Author : Malcolm Sherrington
Publisher : Packt Publishing Ltd
Page : 410 pages
File Size : 53,8 Mb
Release : 2015-07-22
Category : Computers
ISBN : 9781783553327

Get Book

Mastering Julia by Malcolm Sherrington Pdf

Julia is a well-constructed programming language with fast execution speed, eliminating the classic problem of performing analysis in one language and translating it for performance into a second. This book will help you develop and enhance your programming skills in Julia to solve real-world automation challenges. This book starts off with a refresher on installing and running Julia on different platforms. Next, you will compare the different ways of working with Julia and explore Julia's key features in-depth by looking at design and build. You will see how data works using simple statistics and analytics, and discover Julia's speed, its real strength, which makes it particularly useful in highly intensive computing tasks and observe how Julia can cooperate with external processes in order to enhance graphics and data visualization. Finally, you will look into meta-programming and learn how it adds great power to the language and establish networking and distributed computing with Julia.

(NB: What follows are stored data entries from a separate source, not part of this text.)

PR #590, opened 2022-02-17
sql: use enums for referential actions

a8m:


doc/md/ddl/sql.mdx
```diff
@@ -190,8 +190,8 @@ as references to columns in other tables.
 foreign_key "manager_fk" {
   columns = [column.manager_id]
   ref_columns = [column.id]
-  on_delete = "CASCADE"
-  on_update = "NO ACTION"
+  on_delete = CASCADE
+  on_update = NO_ACTION
```
masseelch, line 194: Can we leave one test with a string? They are still working, don't they? I don't want to "accidently" break that behaviour in the future, so having a test for it is a great idea :-)

a8m: I actually have one in `internal/integration/hclsqlspec` 😃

Learning IPython for Interactive Computing and Data Visualization

Author : Cyrille Rossant
Publisher : Packt Publishing Ltd
Page : 201 pages
File Size : 53,6 Mb
Release : 2015-10-21
Category : Computers
ISBN : 9781783986996

Get Book

Learning IPython for Interactive Computing and Data Visualization by Cyrille Rossant Pdf

Get started with Python for data analysis and numerical computing in the Jupyter notebook About This Book Learn the basics of Python in the Jupyter Notebook Analyze and visualize data with pandas, NumPy, matplotlib, and seaborn Perform highly-efficient numerical computations with Numba, Cython, and ipyparallel Who This Book Is For This book targets students, teachers, researchers, engineers, analysts, journalists, hobbyists, and all data enthusiasts who are interested in analyzing and visualizing real-world datasets. If you are new to programming and data analysis, this book is exactly for you. If you're already familiar with another language or analysis software, you will also appreciate this introduction to the Python data analysis platform. Finally, there are more technical topics for advanced readers. No prior experience is required; this book contains everything you need to know. What You Will Learn Install Anaconda and code in Python in the Jupyter Notebook Load and explore datasets interactively Perform complex data manipulations effectively with pandas Create engaging data visualizations with matplotlib and seaborn Simulate mathematical models with NumPy Visualize and process images interactively in the Jupyter Notebook with scikit-image Accelerate your code with Numba, Cython, and IPython.parallel Extend the Notebook interface with HTML, JavaScript, and D3 In Detail Python is a user-friendly and powerful programming language. IPython offers a convenient interface to the language and its analysis libraries, while the Jupyter Notebook is a rich environment well-adapted to data science and visualization. Together, these open source tools are widely used by beginners and experts around the world, and in a huge variety of fields and endeavors. This book is a beginner-friendly guide to the Python data analysis platform. After an introduction to the Python language, IPython, and the Jupyter Notebook, you will learn how to analyze and visualize data on real-world examples, how to create graphical user interfaces for image processing in the Notebook, and how to perform fast numerical computations for scientific simulations with NumPy, Numba, Cython, and ipyparallel. By the end of this book, you will be able to perform in-depth analyses of all sorts of data. Style and approach This is a hands-on beginner-friendly guide to analyze and visualize data on real-world examples with Python and the Jupyter Notebook.